*DIRECTIONS FOR THIS TASK:*
Print the lines that run from the line with "PR #778, opened 2015-12-07" to the line with "header['UNKNOWN1'][0] = 131141", keeping both end lines, exactly as they appear in the entries below, and nothing else.

*Dataset entries:*
PR #3659, opened 2023-10-10
stars

DanyloSemenov:


DanyloSemenov:
- [TEST REPORT LINK](https://DanyloSemenov.github.io/layout_stars/report/html_report/)
- [DEMO LINK](https://DanyloSemenov.github.io/layout_stars/)

src/style.css
```diff
@@ -0,0 +1,34 @@
...
+.stars--2 .stars__star:nth-child(2),
+.stars--3 .stars__star:nth-child(1),
+.stars--3 .stars__star:nth-child(2),
+.stars--3 .stars__star:nth-child(3),
+.stars--4 .stars__star:nth-child(1),
+.stars--4 .stars__star:nth-child(2),
+.stars--4 .stars__star:nth-child(3),
+.stars--4 .stars__star:nth-child(4) {
+  background-image: url("images/star-active.svg");
+}
```
JoyCoffeeAddict, line 34: You have to use `nth-child(n)` syntax, read about it in the [documentation](https://developer.mozilla.org/en-US/docs/Web/CSS/:nth-child)

JoyCoffeeAddict (changes requested):

src/style.css
```diff
@@ -0,0 +1,40 @@
...
+
+.stars--4 .stars__star:nth-child(-n+4) {
+  background-image: url("images/star-active.svg");
+}
+
+.stars--5 .stars__star:nth-child(-n+5) {
+  background-image: url("images/star-active.svg");
+}
```
mvjl000, line 40: Values area repeated. Let's create a combined selector (separated with comma `,`) and it's gonna be perfect!

mvjl000 (changes requested):

src/style.css
```diff
@@ -0,0 +1,28 @@
...
+
+.stars {
+  display: flex;
+
+}
+
+.stars__star {
+  height: 16px;
+  width: 16px;
```
mvjl000, line 12: Those values could be in a variable

src/style.css
```diff
@@ -0,0 +1,28 @@
...
+  background-image: url("images/star.svg");
+  background-repeat: no-repeat;
+  background-position: center;
```
mvjl000, line 15: According to the checklist - background properties should be combined using a shorthand

mvjl000 (changes requested):
Your solution is good, there are just two small things to make it ideal. So sorry I didn't catch it before :/

mvjl000 (approved):

PR #3663, opened 2023-10-10
add task solution

Sibunas:


src/style.css
```diff
@@ -0,0 +1,34 @@
...
+.stars--2 .stars__star:nth-child(2),
+.stars--3 .stars__star:nth-child(1),
+.stars--3 .stars__star:nth-child(2),
+.stars--3 .stars__star:nth-child(3),
+.stars--4 .stars__star:nth-child(1),
+.stars--4 .stars__star:nth-child(2),
+.stars--4 .stars__star:nth-child(3),
+.stars--4 .stars__star:nth-child(4) {
+  background-image: url("images/star-active.svg");
+}
```
JoyCoffeeAddict, line 34: You have to use `nth-child(n)` syntax, read about it in the [documentation](https://developer.mozilla.org/en-US/docs/Web/CSS/:nth-child)

JoyCoffeeAddict (changes requested):

mvjl000 (approved):
Well done!

PR #3664, opened 2023-10-10
task solution

evoora:
https://evoora.github.io/layout_stars/
https://evoora.github.io/layout_stars/report/html_report/


nazarmatsevych (approved):
Great work!

PR #3667, opened 2023-10-10
solution

aureliagorzna:


src/index.html
```diff
@@ -1,13 +1,55 @@
...
   <body>
-    <h1>Stars</h1>
+    <main class="main">
+      <div class="stars__star stars--0">
+        <div class="star--card inactive"></div>
+        <div class="star--card inactive"></div>
+        <div class="star--card inactive"></div>
+        <div class="star--card inactive"></div>
+        <div class="star--card inactive"></div>
+      </div>
```
mvjl000, line 17: 1. I would change the name of this div's class. I think simply `stars` would be better and more clear since it is a row of stars. Not a single star.
2. Divs inside should have only one class. According to BEM it should be named stars__star

mvjl000 (changes requested):
Overall, you solution looks good but it should be done with different syntax. Please refactor your styles so you use nth pseudo classes

src/style.css
```diff
@@ -0,0 +1,39 @@
...
+  margin: 0;
+}
+
+* {
+  margin: 0;
+  padding: 0;
+  box-sizing: border-box;
+}
+
+main {
```
mvjl000, line 11: Actually you don't need any wrapper for this. You can leave the star's rows only

src/style.css
```diff
@@ -0,0 +1,39 @@
...
+
+.active {
+  background-image: url(../src/images/star-active.svg);
+  background-repeat: no-repeat;
+}
+
+.inactive {
+  background-image: url(../src/images/star.svg);
+  background-repeat: no-repeat;
+}
```
mvjl000, line 39: As I said before, this must be done using :nth-child pseudo class. Check [the docs](https://developer.mozilla.org/en-US/docs/Web/CSS/:nth-child) please (remember to use functional notation)

mvjl000 (changes requested):

mbruhler (approved):
Approved :)

PR #778, opened 2015-12-07
Quickfix for #766

vidartf:
#766 had a timing dependent test bug. This should fix it, but please review carefully :)

### DIFF
--- a/hyperspy/io_plugins/blockfile.py
+++ b/hyperspy/io_plugins/blockfile.py
@@ -109,7 +109,9 @@ def get_default_header(endianess='<'):
     header['Data_offset_1'][0] = 0x1000     # Always this value observed
     header['UNKNOWN1'][0] = 131141          # Very typical value (always?)
     header['Acquisition_time'][0] = _to_serial_date(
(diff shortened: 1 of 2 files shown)


vidartf:
Note that while `test_save_load_cycle` compares the `Aquisiton_time` field as well, this should still be correct, as the value from the original file will be kept.

francisco-dlp:
Actually, I'm not sure that setting the Acquisition_time to now is a
good idea as it may be misleading. What about setting it to a default
clearly wrong value instead if the field is required?
Also, now that you're at it, shouldn't `Aquisiton_time field` be
`Acquisition_time`?

vidartf:
Defaulting to UNIX epoch (1970) as default when missing is definitely possible, or the field could be renamed to something like `creation_time`? Not sure what you refer to by `Aquisiton_time field`.

francisco-dlp:
UNIX epoch should be fine.

I was just pointing at a typo: you wrote Aquisition, should be Acquisition. The typo is also present in the code.

vidartf:
Erm, currently `hyperspy.tests.mva.test_decomposition.TestGetExplainedVarinaceRation.test_data` is failing... Other than that I think this is OK now.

*YOUR RESPONSE:*
PR #778, opened 2015-12-07
Quickfix for #766

vidartf:
#766 had a timing dependent test bug. This should fix it, but please review carefully :)

### DIFF
--- a/hyperspy/io_plugins/blockfile.py
+++ b/hyperspy/io_plugins/blockfile.py
@@ -109,7 +109,9 @@ def get_default_header(endianess='<'):
     header['Data_offset_1'][0] = 0x1000     # Always this value observed
     header['UNKNOWN1'][0] = 131141          # Very typical value (always?)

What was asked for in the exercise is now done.